Snowflake UDF Performance Considerations

Oct 27, 2022

Snowflake UDF

In June 2022 Snowflake released snowpark for python. This new feature can be game-changing by allowing you to easily run data science workloads at scale without spinning up any additional infrastructure. Since python support in Snowpark is still fairly new, developers are still experimenting and creating workflows around the new Python APIs. My goal for this post is to provide some insight into the performance of python User-Defined Functions (UDFs), specifically comparing UDFs to Vectorized UDFs.

With regular Snowflake UDFs you are able to execute python (and other languages) code directly in Snowflake typically on a row-by-row basis. Vectorized UDFs allow you to execute python code batches instead of row-by-row to achieve better performance and to more easily work with DataFrames in Snowflake UDFs. Pandas DataFrames are commonly used for data preparation for data science. However, the main performance benefits from using Pandas DataFrames come from the ability to batch calculations and execute them using optimized cpython code. In a traditional UDF, this optimization is lost because it executes row-by-row, so the operations can't be batched.

Performance Testing

To test performance I chose to focus on two simple functions, one to add two numbers together and another to compute the factorial of two numbers and add the results. For both functions, I implement one version using plain python and another with vectorized methods using Pandas. Then I test the functions on datasets of various sizes ranging from 10^2 rows to 10^8 rows. In the chart below you can see that the vectorized methods are much faster, but they have a higher initial compute cost. The dashed lines represent the best score from 5 runs, and the points represent each of the 5 runs. Keep in mind that these results are specific to my machine, so your results may vary. The code for these experiments can be found on my GitHub page:
snowflake-udf-performance-testing

LocalExec

Now that we have a baseline, we can translate these functions to Snowpark UDFs and test them in Snowflake.
Some slight re-working of the functions is required to get them into a format that can be uploaded to Snowflake,
but the Snowpark UDF decorator makes the uploading process simple. An important note for packaging is that for
vectorizing the UDFs we need to add the pandas package to the UDFs, since the vectorized data is manipulated
using pandas dataframes.

For testing in Snowflake I also took into account the size of the warehouse to see its impact on performance.
Snowflake warehouses have a slight startup time when they are not warm, so I ran the tests 10 times in a row
per warehouse to minimize the effects of the startup. Interestingly, in the charts below you can see that the
vectorized UDFs actually took longer than the vanilla Python implementation in all cases. I think this is due to
a combination of two things:

  1. The pandas package takes time to load. Since vectorized UDFs are called in batches, the pandas library is
    being loaded for each batch (1,000,000 rows in this case), adding overhead.
  2. Snowflake does a good job of scaling row-by-row execution of vanilla Python code.

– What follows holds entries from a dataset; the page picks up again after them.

PR #215, opened 2020-02-10
Run end_to_end tests sequentially

### LINKED ISSUE #214: Can’t run end-to-end tests concurrently
With our current setup for end-to-end tests in is not possible to run tests concurrently. This does not show at the moment but prevents us from adding more tests.

### Symptoms

Trying to run tests concurrently may result in spurious `watch_extrinsic stream terminated` errors. These errors mask the fact that the transaction is invalid.

### Cause

The cause for this is the account nonce. We use the `ClientT::sign_and_submit_message` method to submit messages in tests. This method fetches the account nonce from the chain. Since there is only one account with funds on the test chain all tests use this account. If two tests run concurrently it might happen that they issue the request for the account nonce at the same time and get the same nonce back. This results in the two tests submitting a transaction with the same nonce. Only one of the transaction will be accepted and the other one will fail.

### Stop-gap solution

To work around this we can run the end-to-end tests with the `--threads=1` flag on CI and document this properly

### Long-term solution

In the long term, the best solution for this would probably be to create a mutex for accounts so that only one test submits a transaction at a time. We should also add more accounts to the test ledger so that the tests can use one of a variety of accounts.

NunoAlexandre:
Closes #214 

Use the [serial_test](https://crates.io/crates/serial_test) crate to mark specific tests to run sequentially instead of in parallel.

On the reasons for this PR, see https://github.com/radicle-dev/radicle-registry/issues/214.

### DIFF
--- a/Cargo.lock
+++ b/Cargo.lock
@@ -3527,6 +3527,7 @@ dependencies = [
  "radicle-registry-test-utils",
  "rand 0.7.3",
  "sc-rpc-api",
+ "serial_test",
  "sp-core",
  "sp-io",
  "sp-rpc",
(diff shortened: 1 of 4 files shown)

The charts below show execution time only (no queueing or compilation time).

Using the large warehouse shows a significant improvement over using a small warehouse.
For 10^8 rows the execution time was ~8x faster, but for smaller dataset sizes, there was almost no difference.
This reinforces the importance of sizing warehouses optimally since a large warehouse costs 4x the credits
of a small warehouse.

Snowflake execution performance, small warehouse Snowflake execution performance, large warehouse


When we compare the UDF performance to local results, Snowflake UDFs scale better.
However, at this scale (~200 MB dataset), running locally was still efficient.
Snowflake will scale much higher, but keep in mind local performance depends on your machine’s specs.
For reference, my i7-8700k CPU has performance roughly comparable to an Apple M1 MacBook Pro.

Snowflake vs Local


Non-Vectorized UDF With Pandas Comparison

To show the effects of using pandas without vectorizing, I created a UDF that imports pandas without batching.
The result was a significant increase in compute time. For the largest dataset (10^8 records),
I stopped the queries early after 10 minutes of execution.

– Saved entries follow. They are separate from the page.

Issue #203, opened 2020-02-05
Adjust Project type


NunoAlexandre:
Currently, the `Project` type is:

``` rust
pub struct Project {
    pub id: ProjectId,
    pub account_id: AccountId,
    pub members: Vec<AccountId>,
    pub current_cp: CheckpointId,
    pub metadata: Bytes128,
}
```

Adjust it to reflect the definition from the latest spec:

<img width="501" alt="Screenshot 2020-02-05 at 11 06 08" src="https://user-images.githubusercontent.com/7075260/73831988-929daf80-4807-11ea-9e34-a1d531f20626.png">

NunoAlexandre:
Done ✅

Issue #202, opened 2020-02-04
Transaction: Add TransferFromOrganization


NunoAlexandre:
Supersedes `TransferFromProject`.

### Spec

![Screenshot 2020-02-04 at 14 18 24](https://user-images.githubusercontent.com/7075260/73748233-43994100-4759-11ea-83bd-a533c9c1f185.png)

NunoAlexandre:
Done ✅

Issue #201, opened 2020-02-04
Transaction: Drop TransferFromProject 


NunoAlexandre:
Superseded by #202. Once projects are within Orgs, transfers will happen at the org level instead of the project level.

NunoAlexandre:
Done ✅

Issue #199, opened 2020-02-04
Drop ProjectDomain


NunoAlexandre:
- Replace all usages of `ProjectDomain` the new corresponding Org ID 
- Drop `ProjectDomain`

NunoAlexandre:
Done ✅

PR #218, opened 2020-02-11
Feature // Project under Orgs

NunoAlexandre:
Closes 
- [Adjust Project type](https://github.com/radicle-dev/radicle-registry/issues/203)
- [Transaction: Register project within an Org](https://github.com/radicle-dev/radicle-registry/issues/196)
- [Drop ProjectDomain](https://github.com/radicle-dev/radicle-registry/issues/199)
- [Transaction: Drop TransferFromProject](https://github.com/radicle-dev/radicle-registry/issues/201)
- [Transaction: Add TransferFromOrganization](https://github.com/radicle-dev/radicle-registry/issues/202)

### Notes

- A `core::Project` type in addition to the adjusted `state::Project` type to separate the complete representation of a project and it's optimized storage representation. The same was previously done with `Org`.

### Discussion

As of now, `ProjectId` is the alias `type ProjectId = (OrgId, ProjectName)` as suggested in a previous discussion. I find this to be rather unfriendly in terms of type-safety and api. It's easy to mess up the tuple and have no guidance from the compiler and it's obscure to play with this type when operating on projects. 

Furthermore, we need to agree with the order in which OrgId and ProjectName are specified. When displaying this id, we go `{project_name}.{org_id}`, but when following the hierarchy, we have org_id before project_name. I am ok with having the "display" different from the rest, as long as the rest is always consistent. 

#### Alternative A

Make `ProjectId` a struct:

``` rust
struct ProjectId {
  org_id: OrgId,
  name: ProjectName
}
```

#### Alternative B

Rename `ProjectId` to `ProjectKey` and only use it in the registry storage. Everywhere else, pass `OrgId` and `ProjectName` as separate arguments. It flattens the access to these values and, like alternative A, improves readability (e.g, `project_id.0` vs `org_id`).

I prefer option B. The notion of "project id" is only useful or directly applicable when it comes to the storage. Elsewhere, it reads better "Register project with name N under org O" than "Register project with the id that's the tuple (org O, name N)".

None of these options solve the type-safety issue. I'd be fine considering fixing that part in a separate issue. At the moment, I am more concerned with how unidiomatic working with `ProjectId` reveals to be.


NunoAlexandre:
## Not ready yet

This PR is still a draft and not yet ready for review.

- [x] Ensure all spec details are covered
- [x] Ensure all relevant docs are updated and coherent with the changes
- [x] Update changelog

NunoAlexandre:
The PR is now ready for review.

core/src/lib.rs
```diff
@@ -91,4 +88,35 @@ impl Org {
...
+    pub metadata: Bytes128,
+}
+
+impl Project {
+    pub fn id(self) -> ProjectId {
+        (self.org_id, self.name)
+    }
+
+    /// Build a [crate::Project] given all its properties obtained from storage.
+    pub fn from(org_id: OrgId, name: ProjectName, project: state::Project) -> Self {
```
geigerzaehler: In Rust it is more idiomatic to call this `new`. `from` is an associated function of the `From` trait with a different signature.

core/src/message.rs
```diff
@@ -56,31 +56,31 @@ pub struct UnregisterOrg {
...
 ///
 /// # State-dependent validations
 ///
-/// A project with the same ID must not yet exist.
-///
 /// A checkpoint with the given ID must exist.
+///
+/// The involved org must exit.
+///
+/// A project with the same name must not yet exist in the same org.
```
geigerzaehler:
```suggestion
/// A project with the same name must not yet exist in the org.
```

client/tests/end_to_end.rs
```diff
@@ -29,24 +29,31 @@ async fn register_project() {
...
+    assert_eq!(
+        project.current_cp.clone(),
+        register_project_message.checkpoint_id
+    );
+    assert_eq!(project.metadata.clone(), register_project_message.metadata);
 
     assert_eq!(
         tx_applied.events[0],
-        RegistryEvent::ProjectRegistered(project_id.clone(), project.account_id).into()
+        RegistryEvent::ProjectRegistered(project_id.clone()).into()
```
geigerzaehler: I think it would also be great to check here that the project is a member of the org project list

core/src/state.rs
```diff
@@ -155,3 +142,19 @@ pub struct Org {
...
+impl Org {
+    /// Add the given project to the list of [Org::projects].
+    /// Return a new Org with the new project included or the
+    /// same org if the org already contains that project.
+    pub fn add_project(self, project_name: ProjectName) -> Org {
+        if self.projects.contains(&project_name) {
+            self
+        } else {
+            Self {
+                projects: [&self.projects[..], &[project_name]].concat(),
```
geigerzaehler: We can leverage interior mutability here since we are consuming `self`
```rust
self.projects.push(project_name)
```

runtime/src/registry.rs
```diff
@@ -165,33 +165,36 @@ decl_module! {
...
                 current_cp: message.checkpoint_id,
                 metadata: message.metadata
             };
 
-            store::Projects::insert(project_id.clone(), project);
+            store::Projects::insert(project_id.clone(), new_project);
+            store::Orgs::insert(
+                org_id.clone(),
+                store::Orgs::get(org_id).unwrap().add_project(project_name)
+            );
```
geigerzaehler: You can also use [`StorageMap::mutate`](https://substrate.dev/rustdocs/master/frame_support/storage/trait.StorageMap.html#tymethod.mutate)

runtime/src/registry.rs
```diff
@@ -165,33 +165,36 @@ decl_module! {
 
         #[weight = SimpleDispatchInfo::InsecureFreeNormal]
         pub fn register_project(origin, message: message::RegisterProject) -> DispatchResult {
-            let sender = ensure_signed(origin)?;
+            let _sender = ensure_signed(origin)?;
```
geigerzaehler: We’re not verifying that the sender is a member of the organization. I’m not sure whether this was clear from the spec though. We should also add tests for this.

core/src/message.rs
```diff
@@ -56,31 +56,31 @@ pub struct UnregisterOrg {
...
+///
```
geigerzaehler: Please also document that the author of the transaction must be a member of the organization.

test-utils/src/lib.rs
```diff
@@ -52,24 +49,38 @@ pub async fn create_project_with_checkpoint(
     .result
     .unwrap();
 
-    let message = random_register_project_message(checkpoint_id);
+    let register_project_message = random_register_project_message(checkpoint_id);
+    let register_org_message = message::RegisterOrg {
+        id: register_project_message.id.0.clone(),
+    };
```
geigerzaehler: See my comment about the end-to-end tests.

cli/src/commands.rs
```diff
@@ -263,8 +257,9 @@ impl CommandT for ShowGenesisHash {
 /// Transfer funds to recipient
 pub struct Transfer {
     #[structopt(parse(try_from_str = parse_account_id))]
-    /// Recipient Account in SS58 address format
```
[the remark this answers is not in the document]
NunoAlexandre: Yes. I always feel itchy having such detailed info in the docs that go so easily out of sync and that can be looked up, but since this is the cli I understand the trade-off.

cli/src/commands.rs
```diff
@@ -298,27 +293,30 @@ impl CommandT for Transfer {
 }
 
 #[derive(StructOpt, Debug, Clone)]
-/// Transfer funds from a project to a recipient. The author needs to be the owner of the project
-pub struct TransferProjectFunds {
-    /// Name of the project in the .rad domain
-    #[structopt(value_name = "project")]
-    project_name: ProjectName,
+/// Transfer funds from an org to a recipient.
+/// The author needs to be part of [crate::state::Org::members] of the org.
```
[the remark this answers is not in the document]
NunoAlexandre: Got it, will change.

client/tests/end_to_end.rs
```diff
@@ -29,24 +29,31 @@ async fn register_project() {
     .unwrap();
 
     let register_project_message = random_register_project_message(checkpoint_id);
-
+    let register_org_message = message::RegisterOrg {
+        id: register_project_message.id.0.clone(),
+    };
```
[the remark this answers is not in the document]
NunoAlexandre: Yeah, I agree. The thing with your example is that we are not building the `RegisterProject` like that, we would need to adjust `create_project_with_checkpoint` and `random_register_project_message` to receive an `OrgId` param. Will do, but I sure miss default arguments in Rust.

core/src/lib.rs
NunoAlexandre: ✅

runtime/src/registry.rs
NunoAlexandre: I tried that first but it didn't seem to work. When I switched to this approach the tests covering this bit passed. I will give it another try.

runtime/src/registry.rs
NunoAlexandre: Good catch! I remember thinking about this but then left it, confusing it with `register_org` where the sender can not be a member of the org since it doesn't yet exist.

core/src/message.rs
NunoAlexandre: ✅

runtime/src/registry.rs
NunoAlexandre: Fixed ✅

runtime/src/registry.rs
NunoAlexandre: After addressing https://github.com/radicle-dev/radicle-registry/pull/218#discussion_r378184406, it's no longer beneficial to use `mutate` since we already hold the org.

core/src/state.rs
NunoAlexandre: TIL 👌

client/tests/end_to_end.rs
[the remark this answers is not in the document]
NunoAlexandre: ✅

NunoAlexandre:
@geigerzaehler thank you for your thorough and fruitful review 👌 I have addressed everything. Can you give it another round?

Clearly, if you are already using pandas you need to vectorize your UDFs.

Snowflake Pandas Small WH
Snowflake Pandas Large WH
Snowflake Pandas Small All
Snowflake Pandas Large All


Vectorized Batch Size Comparison

I was also interested in the effects of batch size on UDF performance.
Batch size seems to play only a minor role in performance, as long as it’s sufficiently high, even on large datasets.

As long as the batch size does not exceed the 60-second execution limit,
you probably don’t need to worry much. The Snowflake docs also state that
the batch size may not guarantee the exact number of rows per batch.

Snowflake Batch Size Small WH
Snowflake Batch Size Large WH


Takeaways

  1. If your function can run in vanilla Python with decent performance, vectorization is probably not needed.
  2. Always vectorize UDFs that use external libraries like Pandas.
  3. Keep warehouse sizing in mind — a larger warehouse may save both time and credits compared to a smaller one.
  4. Batch size is not very important (with some caveats).